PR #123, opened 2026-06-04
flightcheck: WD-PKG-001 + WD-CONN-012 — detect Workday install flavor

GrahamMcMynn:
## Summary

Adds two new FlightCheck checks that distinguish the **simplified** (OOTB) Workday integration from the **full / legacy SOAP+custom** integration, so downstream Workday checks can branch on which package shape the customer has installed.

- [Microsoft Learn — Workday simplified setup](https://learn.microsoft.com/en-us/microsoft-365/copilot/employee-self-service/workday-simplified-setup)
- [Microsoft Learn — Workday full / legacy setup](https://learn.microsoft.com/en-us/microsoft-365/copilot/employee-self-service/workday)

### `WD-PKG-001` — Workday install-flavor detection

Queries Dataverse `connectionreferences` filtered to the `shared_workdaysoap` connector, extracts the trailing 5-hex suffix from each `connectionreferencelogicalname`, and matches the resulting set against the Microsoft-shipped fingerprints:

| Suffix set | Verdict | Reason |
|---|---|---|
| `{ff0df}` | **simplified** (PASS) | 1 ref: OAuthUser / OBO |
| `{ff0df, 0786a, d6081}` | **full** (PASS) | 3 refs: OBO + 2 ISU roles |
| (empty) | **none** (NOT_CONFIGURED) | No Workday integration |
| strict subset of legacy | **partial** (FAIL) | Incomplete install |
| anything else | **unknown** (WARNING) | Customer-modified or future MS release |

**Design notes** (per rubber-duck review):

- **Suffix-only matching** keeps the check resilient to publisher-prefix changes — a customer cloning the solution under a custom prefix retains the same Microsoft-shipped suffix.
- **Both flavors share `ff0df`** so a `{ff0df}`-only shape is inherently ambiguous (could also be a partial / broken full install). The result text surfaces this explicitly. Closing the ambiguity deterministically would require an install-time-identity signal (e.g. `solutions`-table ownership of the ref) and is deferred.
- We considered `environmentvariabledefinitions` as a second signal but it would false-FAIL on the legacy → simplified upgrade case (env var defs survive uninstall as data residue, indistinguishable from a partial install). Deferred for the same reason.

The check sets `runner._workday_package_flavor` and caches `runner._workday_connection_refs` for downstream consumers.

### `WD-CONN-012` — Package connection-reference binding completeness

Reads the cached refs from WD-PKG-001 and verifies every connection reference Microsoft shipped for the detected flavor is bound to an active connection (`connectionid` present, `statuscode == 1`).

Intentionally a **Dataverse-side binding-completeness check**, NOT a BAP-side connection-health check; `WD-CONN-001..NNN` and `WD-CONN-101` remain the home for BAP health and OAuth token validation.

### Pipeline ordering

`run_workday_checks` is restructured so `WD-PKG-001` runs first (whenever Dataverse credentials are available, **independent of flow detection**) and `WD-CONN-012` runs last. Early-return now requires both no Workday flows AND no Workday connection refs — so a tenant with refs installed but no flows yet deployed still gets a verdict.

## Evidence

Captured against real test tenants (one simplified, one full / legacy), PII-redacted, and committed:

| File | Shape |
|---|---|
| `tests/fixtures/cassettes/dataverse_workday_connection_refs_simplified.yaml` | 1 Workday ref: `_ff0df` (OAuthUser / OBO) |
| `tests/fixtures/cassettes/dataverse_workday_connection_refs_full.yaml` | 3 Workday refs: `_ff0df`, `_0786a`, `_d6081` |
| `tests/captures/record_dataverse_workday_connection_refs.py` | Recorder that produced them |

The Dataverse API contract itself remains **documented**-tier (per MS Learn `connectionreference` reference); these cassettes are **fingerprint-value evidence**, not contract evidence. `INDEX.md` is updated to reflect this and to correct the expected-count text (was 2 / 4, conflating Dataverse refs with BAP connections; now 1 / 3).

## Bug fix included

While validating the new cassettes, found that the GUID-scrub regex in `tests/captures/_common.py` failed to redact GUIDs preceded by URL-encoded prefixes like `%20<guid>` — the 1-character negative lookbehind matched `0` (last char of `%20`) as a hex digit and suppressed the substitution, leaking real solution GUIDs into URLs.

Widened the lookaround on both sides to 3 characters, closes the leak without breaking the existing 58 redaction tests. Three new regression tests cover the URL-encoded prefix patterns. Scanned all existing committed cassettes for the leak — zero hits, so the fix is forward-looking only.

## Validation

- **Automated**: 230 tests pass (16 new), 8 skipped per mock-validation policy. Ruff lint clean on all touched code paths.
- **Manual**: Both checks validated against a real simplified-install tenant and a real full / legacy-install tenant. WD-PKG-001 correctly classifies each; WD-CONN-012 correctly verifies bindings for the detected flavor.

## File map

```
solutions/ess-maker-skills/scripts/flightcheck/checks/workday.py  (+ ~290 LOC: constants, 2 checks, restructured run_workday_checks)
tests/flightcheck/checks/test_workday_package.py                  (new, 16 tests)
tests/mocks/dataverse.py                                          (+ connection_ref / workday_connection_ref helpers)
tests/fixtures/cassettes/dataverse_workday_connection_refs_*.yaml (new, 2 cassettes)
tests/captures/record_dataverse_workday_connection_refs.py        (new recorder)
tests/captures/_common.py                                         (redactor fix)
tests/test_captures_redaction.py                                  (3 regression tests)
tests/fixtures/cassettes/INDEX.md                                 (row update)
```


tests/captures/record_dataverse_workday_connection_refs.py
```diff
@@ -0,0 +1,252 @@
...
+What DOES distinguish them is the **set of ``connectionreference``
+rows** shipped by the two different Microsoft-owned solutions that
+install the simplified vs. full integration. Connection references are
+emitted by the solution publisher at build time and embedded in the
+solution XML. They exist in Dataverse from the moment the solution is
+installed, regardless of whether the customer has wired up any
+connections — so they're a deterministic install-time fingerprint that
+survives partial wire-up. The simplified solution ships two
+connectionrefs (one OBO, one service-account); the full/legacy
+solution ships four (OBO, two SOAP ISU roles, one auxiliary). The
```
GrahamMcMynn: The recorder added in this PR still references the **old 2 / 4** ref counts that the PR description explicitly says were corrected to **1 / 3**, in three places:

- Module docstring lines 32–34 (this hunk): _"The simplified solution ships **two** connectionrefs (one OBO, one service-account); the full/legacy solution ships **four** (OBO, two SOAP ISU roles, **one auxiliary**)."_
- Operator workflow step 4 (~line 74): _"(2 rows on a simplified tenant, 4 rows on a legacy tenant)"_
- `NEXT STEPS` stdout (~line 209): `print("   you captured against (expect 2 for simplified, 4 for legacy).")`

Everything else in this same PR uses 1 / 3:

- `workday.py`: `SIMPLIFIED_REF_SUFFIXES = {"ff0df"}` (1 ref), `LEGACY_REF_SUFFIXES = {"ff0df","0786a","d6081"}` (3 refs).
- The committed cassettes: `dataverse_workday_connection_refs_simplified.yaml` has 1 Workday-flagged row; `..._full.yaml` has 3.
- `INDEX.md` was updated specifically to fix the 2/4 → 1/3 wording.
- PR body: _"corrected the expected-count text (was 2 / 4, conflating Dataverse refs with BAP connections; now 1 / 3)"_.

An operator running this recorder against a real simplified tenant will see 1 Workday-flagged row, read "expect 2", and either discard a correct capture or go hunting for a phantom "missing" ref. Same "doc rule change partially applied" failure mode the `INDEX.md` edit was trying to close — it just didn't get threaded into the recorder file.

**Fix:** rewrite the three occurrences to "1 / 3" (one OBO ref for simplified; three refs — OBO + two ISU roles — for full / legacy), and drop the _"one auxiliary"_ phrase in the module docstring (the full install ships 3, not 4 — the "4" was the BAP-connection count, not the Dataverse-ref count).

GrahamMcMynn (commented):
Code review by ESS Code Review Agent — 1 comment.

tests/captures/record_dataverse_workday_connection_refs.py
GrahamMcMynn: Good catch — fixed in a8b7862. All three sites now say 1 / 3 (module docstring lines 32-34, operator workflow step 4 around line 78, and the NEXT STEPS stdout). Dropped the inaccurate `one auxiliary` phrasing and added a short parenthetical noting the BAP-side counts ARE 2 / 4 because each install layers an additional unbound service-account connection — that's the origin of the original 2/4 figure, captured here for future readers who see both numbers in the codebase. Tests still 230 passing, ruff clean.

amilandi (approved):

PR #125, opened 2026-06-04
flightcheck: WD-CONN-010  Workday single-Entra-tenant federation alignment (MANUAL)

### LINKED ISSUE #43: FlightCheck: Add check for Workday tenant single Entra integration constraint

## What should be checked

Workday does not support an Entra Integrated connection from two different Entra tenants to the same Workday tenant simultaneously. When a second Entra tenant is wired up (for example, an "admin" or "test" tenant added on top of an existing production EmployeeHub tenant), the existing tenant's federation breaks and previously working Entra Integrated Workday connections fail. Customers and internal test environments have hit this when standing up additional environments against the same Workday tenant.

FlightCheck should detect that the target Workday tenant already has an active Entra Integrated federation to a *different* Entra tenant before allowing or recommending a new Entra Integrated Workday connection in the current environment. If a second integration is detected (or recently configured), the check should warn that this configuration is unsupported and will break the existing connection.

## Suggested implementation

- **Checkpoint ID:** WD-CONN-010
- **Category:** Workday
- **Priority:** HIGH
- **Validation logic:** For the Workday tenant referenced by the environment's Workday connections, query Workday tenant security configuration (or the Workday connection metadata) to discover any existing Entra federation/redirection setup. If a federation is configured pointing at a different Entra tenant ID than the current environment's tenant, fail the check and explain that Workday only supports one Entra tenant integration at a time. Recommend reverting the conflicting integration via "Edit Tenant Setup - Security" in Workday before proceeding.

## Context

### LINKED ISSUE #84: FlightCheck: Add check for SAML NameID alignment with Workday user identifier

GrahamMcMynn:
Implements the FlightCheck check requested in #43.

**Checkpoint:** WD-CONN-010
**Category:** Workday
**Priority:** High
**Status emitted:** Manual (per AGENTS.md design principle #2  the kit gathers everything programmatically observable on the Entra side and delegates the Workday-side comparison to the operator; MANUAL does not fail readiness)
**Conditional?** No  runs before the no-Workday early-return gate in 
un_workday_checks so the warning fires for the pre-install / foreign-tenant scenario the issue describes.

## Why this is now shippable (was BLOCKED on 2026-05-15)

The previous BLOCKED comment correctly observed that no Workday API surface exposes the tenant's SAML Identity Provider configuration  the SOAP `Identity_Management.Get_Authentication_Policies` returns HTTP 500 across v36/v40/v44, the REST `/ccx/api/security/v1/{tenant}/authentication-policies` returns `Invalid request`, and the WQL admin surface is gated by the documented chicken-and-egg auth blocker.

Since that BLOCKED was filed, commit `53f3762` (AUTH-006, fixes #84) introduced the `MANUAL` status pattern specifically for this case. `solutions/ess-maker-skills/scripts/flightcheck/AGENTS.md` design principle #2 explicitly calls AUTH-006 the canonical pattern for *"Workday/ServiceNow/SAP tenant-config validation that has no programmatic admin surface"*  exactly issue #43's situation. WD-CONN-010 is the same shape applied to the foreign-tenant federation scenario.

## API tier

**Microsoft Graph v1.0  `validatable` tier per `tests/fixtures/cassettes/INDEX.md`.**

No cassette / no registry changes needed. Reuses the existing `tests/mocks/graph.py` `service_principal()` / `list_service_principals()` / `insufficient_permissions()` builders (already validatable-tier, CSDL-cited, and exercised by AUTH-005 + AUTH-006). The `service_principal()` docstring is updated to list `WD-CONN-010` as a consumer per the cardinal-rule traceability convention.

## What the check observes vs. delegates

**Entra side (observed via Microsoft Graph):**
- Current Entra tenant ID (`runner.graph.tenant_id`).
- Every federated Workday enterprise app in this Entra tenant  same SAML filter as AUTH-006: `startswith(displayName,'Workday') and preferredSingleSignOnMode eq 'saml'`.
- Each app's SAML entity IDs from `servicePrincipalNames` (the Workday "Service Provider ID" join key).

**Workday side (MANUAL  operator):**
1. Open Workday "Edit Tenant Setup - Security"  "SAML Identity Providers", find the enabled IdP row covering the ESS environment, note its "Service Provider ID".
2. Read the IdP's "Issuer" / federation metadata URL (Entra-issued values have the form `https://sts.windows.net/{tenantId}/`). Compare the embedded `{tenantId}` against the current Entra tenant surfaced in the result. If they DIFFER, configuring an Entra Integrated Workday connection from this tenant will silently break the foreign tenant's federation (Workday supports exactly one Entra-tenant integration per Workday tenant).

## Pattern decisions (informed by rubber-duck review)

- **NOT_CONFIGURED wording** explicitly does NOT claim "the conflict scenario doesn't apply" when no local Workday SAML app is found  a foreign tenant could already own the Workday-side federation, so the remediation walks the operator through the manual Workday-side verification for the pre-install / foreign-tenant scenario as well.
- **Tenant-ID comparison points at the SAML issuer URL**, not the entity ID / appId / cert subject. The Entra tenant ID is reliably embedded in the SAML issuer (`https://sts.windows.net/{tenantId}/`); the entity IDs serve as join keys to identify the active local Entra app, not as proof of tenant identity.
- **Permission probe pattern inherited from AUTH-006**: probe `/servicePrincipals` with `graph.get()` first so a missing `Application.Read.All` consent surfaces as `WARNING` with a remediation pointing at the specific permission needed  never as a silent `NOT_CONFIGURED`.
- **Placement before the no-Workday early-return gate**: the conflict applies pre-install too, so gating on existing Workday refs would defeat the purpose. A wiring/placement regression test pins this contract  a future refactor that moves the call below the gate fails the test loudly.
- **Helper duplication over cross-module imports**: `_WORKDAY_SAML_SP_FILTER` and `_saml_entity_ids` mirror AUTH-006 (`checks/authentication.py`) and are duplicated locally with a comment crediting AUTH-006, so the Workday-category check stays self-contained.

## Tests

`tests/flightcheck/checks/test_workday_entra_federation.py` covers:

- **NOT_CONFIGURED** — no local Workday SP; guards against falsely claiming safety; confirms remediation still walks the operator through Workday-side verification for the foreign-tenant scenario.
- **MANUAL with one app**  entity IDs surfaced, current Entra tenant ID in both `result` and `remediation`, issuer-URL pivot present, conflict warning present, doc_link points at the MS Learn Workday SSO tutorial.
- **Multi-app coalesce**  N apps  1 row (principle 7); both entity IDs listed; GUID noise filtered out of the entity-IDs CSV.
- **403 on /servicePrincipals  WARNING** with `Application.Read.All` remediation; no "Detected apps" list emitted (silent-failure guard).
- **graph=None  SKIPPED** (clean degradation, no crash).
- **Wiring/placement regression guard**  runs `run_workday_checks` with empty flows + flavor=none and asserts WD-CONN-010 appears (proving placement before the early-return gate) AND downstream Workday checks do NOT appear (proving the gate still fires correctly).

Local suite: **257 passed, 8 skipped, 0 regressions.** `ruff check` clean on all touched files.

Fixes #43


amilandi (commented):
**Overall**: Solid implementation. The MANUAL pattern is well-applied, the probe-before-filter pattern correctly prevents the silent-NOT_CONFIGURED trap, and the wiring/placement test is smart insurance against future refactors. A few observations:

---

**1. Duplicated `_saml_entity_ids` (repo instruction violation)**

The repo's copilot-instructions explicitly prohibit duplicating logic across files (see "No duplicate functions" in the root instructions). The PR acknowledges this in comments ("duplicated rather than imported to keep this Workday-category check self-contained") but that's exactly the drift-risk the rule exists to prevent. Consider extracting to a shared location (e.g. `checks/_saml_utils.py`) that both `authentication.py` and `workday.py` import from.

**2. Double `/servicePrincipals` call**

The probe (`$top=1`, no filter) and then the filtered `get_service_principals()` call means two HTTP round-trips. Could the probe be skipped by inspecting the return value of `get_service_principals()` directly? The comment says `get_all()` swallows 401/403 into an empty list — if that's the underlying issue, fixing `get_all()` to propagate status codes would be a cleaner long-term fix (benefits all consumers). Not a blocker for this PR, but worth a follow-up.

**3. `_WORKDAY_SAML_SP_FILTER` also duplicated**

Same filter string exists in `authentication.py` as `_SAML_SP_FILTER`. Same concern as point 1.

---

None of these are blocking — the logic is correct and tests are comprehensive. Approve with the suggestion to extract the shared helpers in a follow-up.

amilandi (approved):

◆ ◆ ◆ ◆ ◆

**WORK TO COMPLETE**
From the entries above, return each line with the word "review" in it.

**RESULT OF THIS TASK**
**Design notes** (per rubber-duck review):
Code review by ESS Code Review Agent — 1 comment.
## Pattern decisions (informed by rubber-duck review)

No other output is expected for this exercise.